How A Pencil is Made
In 1930, Dr. Jan Dejnek described the process of making a pencil as follows:
Lead sticks are made of lead (graphite) and plastic clay. Various types of lead are being used, with the best being Celyon lead which is suitable for the softest pencils. Czech, Siberian, Mexican and English leads are also widespread.
The Czech graphite mines are distributed in the south of the Šumava Mountains: in Chvalovice, Chrášťany, Hůrka, Černá and Dolní Třebonín municipalities. In Moravia, graphite is extracted near Velká Tresná and Staré Město. According to statistics, in 1925, about 200,000 quintals of raw graphite was extracted in the Czech territory.
Graphite is intended for the production of pencils, being first cleaned through washing, and then a chemical process. After the cleaning, it is mixed with a certain amount of pure plastic clay. Then this mushy mixture is ground is special mills until it has the required softness. The longer the grinding, the softer the graphite mixture, and the better properties the pencils have. Depending on the amount of the admixed clay, pencil hardness is determined.
Once the grinding of the graphite mixture is finished, excess water is removed from it by pressing and drying. By pressing, the graphite mixture acquires a shape of flat plates. Those plates are flattened and kneaded, and then stuffed under pistons into steel cylinders. Every cylinder has a tiny hole at the bottom part, through which the graphite mixture is pressed in the form of a continuous wire which is then cut into pieces about three times longer than the pencils being made. Those pieces are laid one next to another on special small plates which are transported to drying kilns to be dried out to perfection. The drying process is a slow one, and a special attention is paid so that the graphite pieces don’t bend.
After complete drying, they are broken into sticks of pencil length, put into fireclay cups which are closed to become airtight, and then inserted into annealing furnaces where they are heated up until they become white-hot. With this annealing (baking) process, the sticks become hard. Then the annealed sticks are immersed into tallow, wax or stearin to become supple and smooth. And finally, they are cleaned through sawdust. Sticks processed in this way are inserted into wooden covers.

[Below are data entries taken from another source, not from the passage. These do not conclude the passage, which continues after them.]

PR #840, opened 2023-12-22
Fix 'Error Item' preserve recipes, fix all objects except coffee beans being treated as seeds

SinZ163:
This fixes all objects (except Coffee Seeds) being treated as a Seed, along with fixing Error Preserves due to multiple (O) getting appended and becoming error items.

Before:
image
image

After:
image
image

### DIFF
--- a/LookupAnything/DataParser.cs
+++ b/LookupAnything/DataParser.cs
@@ -446,25 +446,22 @@ namespace Pathoschild.Stardew.LookupAnything
             {
                 if (inputID != null)
                 {
-                    switch (ItemRegistry.GetDataOrErrorItem(outputID).ItemId)
+                    var objectDefinition = ItemRegistry.GetObjectTypeDefinition();
+                    switch (ItemRegistry.QualifyItemId(outputID))
                     {
-                        case "342":
-                            obj.preserve.Value = SObject.PreserveType.Pickle;
+                        case "(O)342":
+                            obj = objectDefinition.CreateFlavoredPickle(ItemRegistry.Create(inputID) as SObject);
                             break;
-                        case "344":
-                            obj.preserve.Value = SObject.PreserveType.Jelly;
+                        case "(O)344":
+                            obj = objectDefinition.CreateFlavoredJelly(ItemRegistry.Create(inputID) as SObject);
                             break;
-                        case "348":
-                            obj.preserve.Value = SObject.PreserveType.Wine;
+                        case "(O)348":
+                            obj = objectDefinition.CreateFlavoredWine(ItemRegistry.Create(inputID) as SObject);
                             break;
-                        case "350":
-                            obj.preserve.Value = SObject.PreserveType.Juice;
+                        case "(O)350":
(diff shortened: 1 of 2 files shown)


LookupAnything/DataParser.cs
```diff
@@ -445,30 +445,26 @@ private Item CreateRecipeItem(string? inputID, string outputID, MachineRecipeOut
             {
                 if (inputID != null)
                 {
-                    switch (outputID)
+                    switch (ItemRegistry.GetDataOrErrorItem(outputID).ItemId)
                     {
-                        case "(O)342":
                         case "342":
```
Pathoschild: We should use the qualified item ID instead, to avoid conflicts with other `SObject`-type item IDs (e.g. furniture).

In that case we can also change `ItemRegistry.GetDataOrErrorItem(outputID).ItemId` to `ItemRegistry.QualifyItemId(outputId)`.

LookupAnything/DataParser.cs
```diff
@@ -445,30 +445,26 @@ private Item CreateRecipeItem(string? inputID, string outputID, MachineRecipeOut
...
                             obj.preserve.Value = SObject.PreserveType.Pickle;
-                            obj.preservedParentSheetIndex.Value = inputID;
```
Pathoschild: We can create flavored items using the game's new methods for it now, instead of doing it manually. For example:
```cs
return ItemRegistry
    .GetObjectTypeDefinition()
    .CreateFlavoredPickle(ItemRegistry.Create(inputId));
```

LookupAnything/Framework/Lookups/Items/ItemSubject.cs
```diff
@@ -467,10 +467,14 @@ private string GetTypeValue(Item item)
 
             try
             {
-                Crop crop = new(seed.ItemId, 0, 0, location ?? Game1.getFarm());
```
Pathoschild, line 470: Similarly I suggest changing the condition above to avoid item ID collisions:
```cs
// current
if (seed is not SObject obj || obj.bigCraftable.Value)

// suggested
if (seed.HasTypeId(ItemRegistry.type_object))
```

Pathoschild (changes requested):
Thanks for the help! Just a few comments before it's merged.

LookupAnything/DataParser.cs
SinZ163: Done

LookupAnything/Framework/Lookups/Items/ItemSubject.cs
SinZ163: Done (inverted HasTypeId to preserve the short circuit behavior)

LookupAnything/DataParser.cs
SinZ163: Done, though doesn't short circuit return to continue allow MachineRecipeOutputData to continue overriding if it exists

Pathoschild (approved):

Pathoschild:

PR #841, opened 2023-12-30
Some attachments can have a larger radius than others

NermNermNerm:
Some tools, particularly watering and scythe, get used a lot in farms that are built around using the tractor.  It's really nice to have those tools have a bigger impact area than tools like the hoe, where you'd rather have more precision.

This adds a new setting "ExtendedDistance" to the Scythe, Waterer, Seeder and Fertilizer tools.  It's just a boolean setting which allows for one more than the default radius.  It's a simple boolean setting to make it simpler for the user.  Any area of affect greater than the default 3x3/5x5 throws out all notions of game balance anyway, so the main 'Distance' setting will be good enough for people who want to go bigger.


TractorMod/Framework/Config/ScytheConfig.cs
```diff
@@ -29,5 +29,8 @@ internal class ScytheConfig
 
         /// <summary>Whether to clear weeds.</summary>
         public bool ClearWeeds { get; set; } = true;
+
+        /// <inheritdoc/>
```
NermNermNerm: Whoops, I used this out of habit, when I shouldn't have since it's not used elsewhere.  I can revert to a copy/paste of the interface if you want.

(I'd recommend you look into using this everywhere to cut down on duplicate comments.)

TractorMod/Framework/Config/GenericAttachmentConfig.cs
```diff
@@ -1,6 +1,6 @@
 namespace Pathoschild.Stardew.TractorMod.Framework.Config
 {
-    /// <summary>Configuration for an attachment which can only be enabled or disabled.</summary>
+    /// <summary>Configuration for an attachment which has no extra modalities - just on or off.</summary>
```
NermNermNerm: I can revert this change if you want.  Not sure why I thought it was better...

TractorMod/Framework/Config/StandardAttachmentConfig.cs
```diff
@@ -7,7 +7,7 @@ internal class StandardAttachmentsConfig
         public AxeConfig Axe { get; set; } = new();
 
         /// <summary>Configuration for the fertilizer attachment.</summary>
-        public GenericAttachmentConfig Fertilizer { get; set; } = new();
+        public ExtendedDistanceConfig Fertilizer { get; set; } = new() { IncreaseDistance = false };
```
NermNermNerm, line 10: For fertilizer and seeding, I felt like it fits the "non-destructive" idea, but as for playing this way all the time, I'm not so sure.  It's a rarely done activity, so personally, I care more about precision than speed.  So I made it something that folks could turn on if they felt differently about it, but left if off by default.

TractorMod/Framework/ExtendedDistanceAttachment.cs
```diff
@@ -0,0 +1,23 @@
+using Pathoschild.Stardew.TractorMod.Framework.Config;
+using StardewModdingAPI;
+using StardewValley;
+
+namespace Pathoschild.Stardew.TractorMod.Framework
+{
+    internal abstract class ExtendedDistanceAttachment<TConfig> : BaseAttachment
```
NermNermNerm, line 9: missing comments

TractorMod/Framework/Config/ScytheConfig.cs
NermNermNerm: I went ahead and reverted it.  Still, strongly suggest using <inheritDoc>

https://learn.microsoft.com/en-us/dotnet/csharp/language-reference/xmldoc/recommended-tags#inheritdoc

(Though I concede it'd be better to do it at a stroke rather than piecemeal.)

TractorMod/Framework/Config/GenericAttachmentConfig.cs
NermNermNerm: reverted

TractorMod/Framework/Config/ScytheConfig.cs
Pathoschild: The code does use `inheritdoc` in a lot of places already, so it'd be fine to use it here since you added the interface. I'll do that before merging though.

Pathoschild:
We discussed this on Discord, but I'll just summarize here for the record.

I'm planning to change the approach so that, instead of each attachment having an `IsDistanceExtended` bool option to use a second distance value, players will be able to override the distance per-attachment. In Generic Mod Config Menu, it'd appear as a distance slider where the default value is "use default distance".

I'm mostly working on compatibility updates until the dust settles on the Stardew Valley 1.6 update, so I'll mark this as a draft until we can make those changes.

Pathoschild:
I'd want to reimplement this per my earlier comment, but it's been in draft for over a year and I haven't seen players asking for a feature like this. So unfortunately I don't have any current plans to work on it. Thanks for the PR though, I do appreciate the contribution even if it ended up not being merged!

PR #842, opened 2024-01-05
Fix fertilizer translations and missing crafting recipes

SinZ163:
Previously, Fertilizer translations were failing due to double qualifying when trying to get the display name.
(Note: Crop and Error Wine are both fixed in #840)
image
Now, it correctly shows the value.
image


Pathoschild (approved):

Pathoschild:

PR #843, opened 2024-01-05
Fix crafting/cooking recipes missing when queried by ingredient

SinZ163:
This later causes mismatches in RecipeIngredientModel.Matches(Item item) as it does Qualified Id string comparisons.

(Note crop info on an iridium bar is fixed by #840)
Previous:
image
Now:
image


SinZ163:
Change to explicitly Qualify when building the RecipeIngredientModel blows up on categories, switching to a different approach

Pathoschild (approved):

Pathoschild:

PR #863, opened 2024-03-26
Fix runtime migrations adding spaces to context tags

SinZ163:
This fixes issues like the mayo machine not making mayo anymore if contexttags ever gets migrated.
As currently all but the first tag gets replaced with a version starting with a space, which doesn't get matched with machine logic anymore.

Prior to the change:
image


Pathoschild (approved):

Pathoschild:
Merged into `develop` for the upcoming Content Patcher 2.0.2. Thanks for the help!

PR #873, opened 2024-03-29
Use CanApplyFertilizer to check if fertilizer can be placed on that tile instead of HasFertilizer

foxwhite25:
CanApplyFertilizer is the method that the base game hand planting and green box rendering use, it can more reliably indicate whether fertilizer can be placed on that tile or not, and thus improve mod compatibility ~(with my mod)~. This also fixes a bug/feature, you can place fertilizer after a crop have grown with tractor, which is not a vanilla behaviour, player can install additional mod to alter vanilla behaviour if they want to


Pathoschild (approved):

Pathoschild:
Merged into `develop` for the upcoming Tractor Mod 4.17.3. Thanks for the help!

PR #877, opened 2024-03-30
Automate now harvests moss from trees

skoliosaurus:
Hi there, 
while playing stardew with the automate mod I noticed that the moss from trees wasn't being harvested.
Since I was curious about creating mods for stardew valley I decided to see if I could add the feature myself, and it seems to work.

The covers of the cheapest pencils are made from different types of wood (including linden, alder, spruce and others), while more expensive ones are made of (Californian) cedar wood which is coloured to resemble red cedar wood. Red cedar wood is imported from the US and it is used to produce premium pencils, as this type of wood is easy to both work and polish. And, as it is soft, pencils made of red cedar wood are easy to sharpen.
First, the piece of wood is cut into small planks with the length equal to the length of a pencil and a width which is enough to make for six pencils.
Then the planks are grooved, with the grooves having the same shape of graphite sticks,
they are coated with glue, ,
sticks are inserted into the grooves,
and then a second plank, also covered in glue,
is laid down, with both planks being pressed to each other and then being dried.
Once dried, the ends of the sticks are ground off, and then milled off from both sides.
As a result, we get six pencils of rounded, hexagonal or octagonal diameter.
Then the pencils surface is smoothed out, polished, coloured, lacquered, and the pencils tips are cut off neatly,
before being marked by embossing the brand of both the product and factory. This is made at high temperatures using white colour,
brown colour,
silver or gold.
And finally, the pencils are brushed clean in a special machine, and then packed into boxes by the dozen.
There are special types of pencils, called ink pencils, which leave an unerasable trace on wet paper that can be copied. The stick of their lead is made from a well-kneaded and hard-pressed mixture of graphite, clay and aniline dye. Colour pencils are made of colour dust to which chalk, clay and glue are added. Oil pencils which write on porcelain, glass, metal etc. are made of a mixture of dye, tallow and wax.Source: Exhibition of the National Technical Museum in Prague, Hardtmuth: From Charcoal to a Pencil Empire.